Thanks for the reply hertzhound! I agree with you about avoiding making small offset bends in large pipe. But in this particular job ,i have to feed a panel mounted on shallow strut on a concrete wall. I would prefer to run the 2" emt on deep strut, no need for offset.But the foreman wants the conduit mounted on the wall using 1 hole straps ( hence the need for a small offset). Guess i'll use maybe 10 degrees, but how far apart would the 2 bends be? Trial and error i guess?


----------



## BluejacketBob (Nov 26, 2020)

Find a piece of scrap if you can and eyeball it. Too bad you don't have one of those smart benders. I worked for shops that would never use one holes for anything larger than 3/4. Do you think the boss would go for using minis as a compromise between one holes and strut? Strut would be the best way.


----------



## HertzHound (Jan 22, 2019)

vuuli312 said:


> Thanks for the reply hertzhound! I agree with you about avoiding making small offset bends in large pipe. But in this particular job ,i have to feed a panel mounted on shallow strut on a concrete wall. I would prefer to run the 2" emt on deep strut, no need for offset.But the foreman wants the conduit mounted on the wall using 1 hole straps ( hence the need for a small offset). Guess i'll use maybe 10 degrees, but how far apart would the 2 bends be? Trial and error i guess?


That’s crazy not to use deep strut.

in the chart above a ten degree bend has a multiplier of 5.7 so if you wanted a 1-5/8 offset it would be 5.7 x 1-5/8” = 9-1/4” apart. Looking at the chart, it looks like the bends would not be on top of each other and would be far enough apart. This is because the distance from the center of the bend to the bench Mark is 6-1/6 plusyou need to figure half the developed length to get to the end of the bend. That should allow enough room for the hook of the bender to be on a flat piece of conduit for the next bend. Maybe try a five degree bend? It might look better being even farther apart between the bends.


----------



## CMP (Oct 30, 2019)

I'm a little unconventional, I use a method that uses no math, but a couple of extra measuring devices. I do mostly equipment and machine work, so the tolerances required are usually much tighter than construction type work would require.

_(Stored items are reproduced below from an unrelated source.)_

PR #3151, opened 2026-08-28
Show GAIA install alongside npm on hub agent pages

### LINKED ISSUE #3147: fix(hub): agent pages offer npm as the only install path for npm-distributed agents
The Agent Hub page for any npm-distributed agent offers `npm i <package>` as the **only** install command, even though `gaia agent install <id>` fetches the same binary sidecar and is the path we actually recommend. On https://amd-gaia.ai/hub/email that means a visitor is told to install a Node package to get an agent that ships as a self-contained binary.

This is the underlying cause of #2969. It is not email-specific — it fires for every agent that declares an `npm_package`.

I verified a candidate fix end-to-end (builds clean, no test regressions, correct rendered HTML), but it needs a few more edits than the obvious one, so it's worth doing deliberately rather than as a drive-by. Details below. Raised while reviewing #3041, whose author correctly identified the wrong claim — the fix just lives in `website/`, not the README.

<details>

**Root cause.** `website/src/data/catalog.ts`, `installMethods()` — the `if (agent.npm_package)` branch returns a single npm method and returns *early*, so the `gaia agent install` / pip / source block below it is unreachable for npm agents. With one method, `InstallMethods.astro:22` (`hasTabs = methods.length > 1`) renders no tab switcher, so there's no affordance suggesting another path exists.

The prose at `InstallCard.astro:39` ("npm is its only supported install path (there is no PyPI wheel)") is just narrating what the widget does. Fixing only the prose leaves the wrong command on the page.

**Verified fix** — return two methods, GAIA first so it's the default-selected tab:

```ts
  if (agent.npm_package) {
    return [
      {
        key: "gaia",
        label: "GAIA",
        command: `gaia agent install ${agent.id}`,
        note: "Recommended — installs the binary sidecar into your GAIA app and registers the agent automatically.",
      },
      {
        key: "npm",
        label: "npm",
        command: `npm i ${agent.npm_package}`,
        note: "For embedding the agent in a JS/TS app — fetches the same binary at build time.",
      },
    ];
  }
```

Verified against a local fixture catalog (npm agent, python agent, npm app, skill): `npm run test` 56 passed, `astro check` 0 errors, `npm run build` 6 pages — identical before and after. `dist/hub/email/index.html` goes from one command and no tablist to a tablist with `data-im-tab="gaia"` / `aria-selected="true"` and both commands present. `/hub/chat` and `/hub/web-research` render byte-identically, so the pip and skill lanes are unaffected.

**Four things the obvious patch misses:**

1. **`FeaturedCard.astro:22`** renders `installMethods(agent)[0].command`, so the email card on `/hub` also flips to `gaia agent install email`. Desirable, but it's a second user-visible surface and belongs in the PR description.
2. **The prose fix must be gated on `isAgent(agent)`, not `isNpm`.** `InstallCard.astro:18` sets `isNpm = !!agent.npm_package`, which is also true for apps/components — the Agent UI ships `gaia-ui` as a global CLI (`catalog.ts:383`), so "the npm package is for embedding the agent in a JS/TS app" renders on `/hub/studio` and is false there. Pre-existing, but worth fixing while editing the line.
3. **Three comments still assert the old behaviour** and would contradict the code: `catalog.ts:341-344` (`"npm is its single supported path, so we show only that"`), `catalog.ts:89-90` (`"Present → npm is the install path"`), `InstallMethods.astro:26-27` (cites "an npm-only sidecar" as the single-method example — no longer exists).
4. **No test covers the npm lane.** `catalog.test.ts:71-93` tests skill, experimental-skill, and python-agent; the `entry()` factory at :19 never sets `npm_package`. Nothing would have caught this bug or will catch a regression — the fix should add an assertion that `methods[0].key === "gaia"` for an npm agent.

**Also worth deciding:** `InstallCard.astro:45-49` makes "View on npm" the primary CTA for npm agents. After this change the page recommends GAIA in the tab while the main button still points at npm.
</details>

Hashim1999164:
## Summary
Hub agent pages currently show only the npm install command when an agent has an npm package. GAIA install should be first, with npm as the embed option.

This change returns both methods from installMethods, updates InstallCard copy for agents, and asserts the first method is gaia.

Closes #3147

## Test plan
Ran website catalog tests.

### DIFF
--- a/website/src/components/FeaturedCard.astro
+++ b/website/src/components/FeaturedCard.astro
@@ -16,9 +16,9 @@ interface Props {
 }
 
 const { agent, eyebrow = 'Featured' } = Astro.props;
-// The canonical primary install command (npm for npm agents, GAIA otherwise) —
-// same source as the detail page, so the card never shows a command the agent
-// cannot actually be installed with.
+// The canonical primary install command (the GAIA install for agents and
+// skills) — same source as the detail page, so the card never shows a command
+// the agent cannot actually be installed with.
 const installCmd = installMethods(agent)[0].command;
 
 // Metadata grid. Every value comes from the catalog; a field the catalog does
--- a/website/src/components/InstallCard.astro
+++ b/website/src/components/InstallCard.astro
@@ -7,7 +7,7 @@
 // from the catalog — nothing about a specific agent is written into the markup.
 
 import InstallMethods from './InstallMethods.astro';
-import { formatBytes, languageLabel, type Agent } from '../data/catalog';
+import { formatBytes, isAgent, languageLabel, type Agent } from '../data/catalog';
 
 interface Props {
   agent: Agent;
@@ -35,8 +35,8 @@ const meta = [
   <InstallMethods agent={agent} />
 
   <p class="mt-3.5 text-[13px] leading-[1.6] text-g-faint">
-    {isNpm && (
-      <span>Ships as an npm client plus a frozen binary sidecar — npm is its only supported install path (there is no PyPI wheel). </span>
+    {isAgent(agent) && isNpm && (
+      <span>Ships as an npm client plus a frozen binary sidecar — GAIA is the recommended install path (there is no PyPI wheel). The npm package is for embedding the agent in a JS/TS app. </span>
     )}
     A local model must be running first: <span class="mono text-g-muted">gaia init</span> then <span class="mono text-g-muted">lemonade-server serve</span>.
   </p>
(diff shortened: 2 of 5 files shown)


Hashim1999164:
Addressed the review notes:

The primary CTA on npm agent pages is now Open in GAIA, with View on npm as the secondary button.
The npm channel note now says the sidecar is fetched at build time or first run.
The install-channels JSDoc sits on installMethods instead of packageType.

itomek (dismissed):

I currently use an 855 Smart Bender, and used to have a 555, but my method also works with hand benders as well.
Usually the only time I use the charts provided on the machine is for one shot 90's or standard even number offsets.

There are several types of conduit and manufactures, and normally there will be slight differences between each batch that will effect the accuracy, springback, stiffness, diameter. Having a math sheet for EMT, Rigid and IMC seems a bit much for me. I try to hold my tolerances to 1/16" and is usually readily achievable with close attention to layout, measurement, and bending details. 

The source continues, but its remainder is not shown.